Every truck check is guided by a profile. A profile ties together a checklist (the items you inspect), an optional inventory workflow (narcotics and equipment to verify), and the vehicle or vehicles it applies to. Your administrator creates and manages profiles.

How the right profile is matched
When you select a vehicle, the app looks through all profiles and picks the best match. The matching order is based on scope type and priority number:
- Vehicle-specific -- a profile scoped to one particular vehicle. If Engine 4 has its own profile, that profile wins whenever you select Engine 4.
- Category-based -- a profile scoped to a vehicle category, like "Engine" or "Ambulance." Any vehicle in that category picks up this profile if there is no vehicle-specific one.
- Fallback -- a catch-all profile that applies to any vehicle that did not match a vehicle-specific or category-based profile.
If two profiles have the same scope type, the one with the lower priority number wins.
What a profile controls
- Which checklist you work through (the sections and items you inspect).

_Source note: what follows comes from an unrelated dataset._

Issue #5659, opened 2020-06-12
“Cancel” button highlighter overlaps the “Continue” button from “Step 1 of 2: Re-enter password” modal


vasilicatamas:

- Which fallback checklist is used if the primary one is unavailable.
- Which inventory location from Drug Tracking is loaded for the narcotics and equipment step.
- Whether crews can override the profile at runtime.
Example
Your agency has three profiles:
- A vehicle-specific profile for Medic 1 that uses the "ALS Ambulance" checklist and links to the Medic 1 drug bag in Drug Tracking.
- A category-based profile for all engines that uses the "Engine Company" checklist with no inventory workflow.
- A fallback profile that uses a basic "General Apparatus" checklist.
When you select Medic 1, you get the ALS Ambulance checklist and the drug bag. When you select Engine 2, you get the Engine Company checklist. When you select the utility truck that does not match any specific profile, you get the General Apparatus checklist.